Material to process:
PR #12572, opened 2022-11-18
warehouse: add initial pending OIDC provider models

woodruffw:
See #11296.

This is going to be a relatively complex set of models (thanks to the mixins for shared functionality between "pending" and concrete OIDC providers), so I wanted to get them up and merged before beginning on actual routes/view logic.

~~Needs unit tests.~~

### DIFF
--- a/warehouse/oidc/models.py
+++ b/warehouse/oidc/models.py
@@ -182,6 +182,7 @@ class PendingOIDCProvider(OIDCProviderMixin, db.Model):
     A "pending" OIDC provider, i.e. one that's been registered by a user
     but doesn't correspond to an existing PyPI project yet.
     """
+
     __tablename__ = "pending_oidc_providers"
 
     discriminator = Column(String)
@@ -284,4 +285,6 @@ class PendingGitHubProvider(GitHubProviderMixin, PendingOIDCProvider):
         ),
     )
 
-    id = Column(UUID(as_uuid=True), ForeignKey(PendingOIDCProvider.id), primary_key=True)
+    id = Column(
+        UUID(as_uuid=True), ForeignKey(PendingOIDCProvider.id), primary_key=True
+    )
--- a/warehouse/oidc/models.py
+++ b/warehouse/oidc/models.py
@@ -17,8 +17,10 @@ import sentry_sdk
 
 from sqlalchemy import Column, ForeignKey, String, UniqueConstraint, orm
 from sqlalchemy.dialects.postgresql import UUID
+from sqlalchemy.ext.declarative import declared_attr
 
 from warehouse import db
+from warehouse.accounts.models import User
 from warehouse.macaroons.models import Macaroon
 from warehouse.oidc.interfaces import SignedClaims
 from warehouse.packaging.models import Project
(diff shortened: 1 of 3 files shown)


warehouse/oidc/models.py
```diff
@@ -237,3 +258,35 @@ def job_workflow_ref(self):
...
+    __tablename__ = "github_oidc_providers"
+    __mapper_args__ = {"polymorphic_identity": "github_oidc_providers"}
+    __table_args__ = (
+        UniqueConstraint(
+            "repository_name",
+            "repository_owner",
+            "workflow_filename",
+            name="_github_oidc_provider_uc",
+        ),
+    )
```
woodruffw, line 273: Flagging for review: I had to dupe this `UniqueConstraint` between `GitHubProvider` and `PendingGitHubProvider`, even though they're functionally equivalent, thanks to the unique `name` requirement. There might be a better way to do this, though.

miketheman: I think this is due to not having set any naming_conventions for this project in the global metadata setup https://github.com/pypi/warehouse/blob/d58e6b241ce6fd2d65da469c32189b51a5572ff8/warehouse/db.py#L77
Alembic docs go into it here: https://alembic.sqlalchemy.org/en/latest/naming.html

I think we always named them manually, like here: https://github.com/pypi/warehouse/blob/d58e6b241ce6fd2d65da469c32189b51a5572ff8/warehouse/accounts/models.py#L197

So it might be a future refactoring to replace the manually-named constraints, but I’d approach that with some serious caution 😉

warehouse/oidc/models.py
```diff
@@ -161,28 +149,59 @@ def verify_claims(self, signed_claims: SignedClaims):
...
+
+class PendingOIDCProvider(OIDCProviderMixin, db.Model):
+    """
+    A "pending" OIDC provider, i.e. one that's been registered by a user
+    but doesn't correspond to an existing PyPI project yet.
+    """
+
+    __tablename__ = "pending_oidc_providers"
+
+    discriminator = Column(String)
```
di, line 188: This is duplicated in both `OIDCProvider` and `PendingOIDCProvider`, should it be in the `OIDCProviderMixin`?

di (approved):
LGTM overall, just the one comment about what should be duplicated vs. shared via mixins.

warehouse/oidc/models.py
woodruffw: Yeah, I think so! I'll do that.

woodruffw: Oh, I remember why I didn't do this -- `discriminator` is needed for `polymorphic_on`, which is specialized for each separate polymorphic hierarchy.

di: Doesn't it just need to be different (in the database) to support polymorphism? Why does it need to be on both classes?

woodruffw: Yeah, I overthought it -- I thought for some reason this wouldn't work:

```
    __mapper_args__ = {
        "polymorphic_identity": "oidc_providers",
        "polymorphic_on": OIDCProviderMixin.discriminator,
    }
```

...but it does, so I'll make these changes 🙂

woodruffw: ef67edd3

woodruffw:
Should be good to go now!

PR #12618, opened 2022-11-29
Make admin User pages route by username

di:
Fixes https://sentry.io/organizations/python-software-foundation/issues/3735347627/


ewdurbin:
I'm good with this, but could you add the user_id as a field in the detail view with this PR? When I need to reference that, I generally look at the URL.

PR #12626, opened 2022-11-30
Add Mastodon to custom icons for project_urls

adamchainz:
Use the [mastodon icon](https://fontawesome.com/icons/mastodon?s=&f=brands) for links titled “Mastodon”.


adamchainz:
I haven’t tested this but I did check that the icon exists in the version of fontawesome in the repo.

ewdurbin (approved):

PR #12664, opened 2022-12-10
chore(deps): pin packaging to upper boundary

miketheman:
`packaging` 22.0 was released recently, removing a dependency on `pyparsing`, which is cool.

Since `google-cloud-bigquery` pins to pre-22, we cannot update our dependencies until that is allowed and released, as we will have conflicts between what is installed in non `main.txt` requirements.

Refs: https://github.com/googleapis/python-bigquery/issues/1435


miketheman:
Python Dep PRs will currently fail a `make deps` check due to the mismatch in finding that `pyparsing` disappears from the installed scope without the version pin, blocking the overall pipeline of merging Python dependencies.

di (approved):

PR #12672, opened 2022-12-12
Upgrade to Python 3.11

ewdurbin:


ewdurbin:
While this is probably good to go for production we may want to wait for https://github.com/grpc/grpc/issues/30927 to be resolved, which will ship grpcio aarch64 wheels for Python 3.11 and improve experience for dev running on ARM machines.

ewdurbin:
Just for reference, dependency installation on my M1 went from 50.5s to 235.9s without grpcio wheels.

Dockerfile
```diff
@@ -44,7 +44,7 @@ RUN gulp dist
 
 # Now we're going to build our actual application, but not the actual production
 # image that it gets deployed into.
-FROM python:3.10.4-slim-buster as build
+FROM python:3.11.0-slim-bullseye as build
```
miketheman, line 47: 🎯

Issue #12392, opened 2022-10-19
PEP 621-style license field shows the entire license text


GergelyKalmar:
**Describe the bug**
When using PEP 621-style project metadata with a license file (see https://peps.python.org/pep-0621/#license), the entire license text is shown in the Meta -> License section of a package on pypi. For an example see https://pypi.org/project/pytest-logikal/ and the relevant pyproject.toml file https://github.com/logikal-io/pytest-logikal/blob/main/pyproject.toml#L10. Showing the entire license text makes the Meta section almost useless by pushing the rest of the metadata quite far to the bottom.

**Expected behavior**
The license text should be hidden by default and perhaps shown with a modal upon clicking "see full text". Note that the issue is similar to https://github.com/pypi/warehouse/issues/1354, however, it is a little different due to the PEP 621 standard causing this behavior. With more and more projects adopting PEP 621 I would expect this to be a bigger issue over time.

di:
Some related discussion is here: https://github.com/FFY00/meson-python/issues/129

GergelyKalmar:
Thanks for the context! I think that the current UX needs to be improved regardless of how PEP 639 goes, the "Meta" section is really messed up for anyone who follows PEP 621 right now (which is the accepted standard at the moment). I think showing the (short) license name from the trove classifier there is more than enough (when available) with a fallback to the first line of the license text or so. PEP 639 would use different fields anyways, so even if that gets accepted you need to be able to deal with all the "legacy" approaches like PEP 639 or anything from before.

It seems to me that that area in the PyPI UI is not meant for displaying anything more than a short-ish line anyhow, so at the very least the excess text should be truncated/hidden.

GergelyKalmar:
I must add that currently setuptools just copies the contents of the referenced license file into the "License" field in PKG-INFO, so it can be interpreted that the contents of the field are the actual license text of the package. I can imagine that displaying the entire license on PyPI would be potentially useful, just not in the way it is done at the moment.

GergelyKalmar:
Lastly, I see what you mean by https://packaging.python.org/en/latest/specifications/core-metadata/#license and so I believe setuptools does the right thing, we should probably just not use the license field together with the trove classifiers (in light of the core metadata specification). Nonetheless, even if someone used the license field according to the PyPA specification and added a longer custom license text there, the Meta section on PyPI would be still messed up, so I think this is indeed a valid bug, regardless of the slightly confusing specifications surrounding license information.

[...]

PR #12692, opened 2022-12-18
docs: update JSON API response with current shape

miketheman:
As the API has evolved over time, update the example in the docs to reflect current keys.

Closes #8011


miketheman:
@di I don't know how "true" you wanted the response to be - it actually highlighted the "license" issue noted in #12392 and I manually trimmed the result for the docs.

PR #12702, opened 2022-12-19
chore: upgrade python syntax

miketheman:
Not super glamorous, but updated the codebase to take advantage of Python 3.11 syntax.

Things like:

- explicit `object` subclass
- f-string syntax
- `yield from`
- `set()` => `{}`


warehouse/forklift/legacy.py
```diff
@@ -948,8 +948,8 @@ def file_upload(request):
         if request.user:
             msg = (
                 (
-                    "The user '{0}' isn't allowed to upload to project '{1}'. "
-                    "See {2} for more information."
+                    "The user '{}' isn't allowed to upload to project '{}'. "
+                    "See {} for more information."
```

What needs to be done: From the very first line of the data through the line with "See #11296." in it, please reproduce each line exactly and output nothing more.

Written solution:
PR #12572, opened 2022-11-18
warehouse: add initial pending OIDC provider models

woodruffw:
See #11296.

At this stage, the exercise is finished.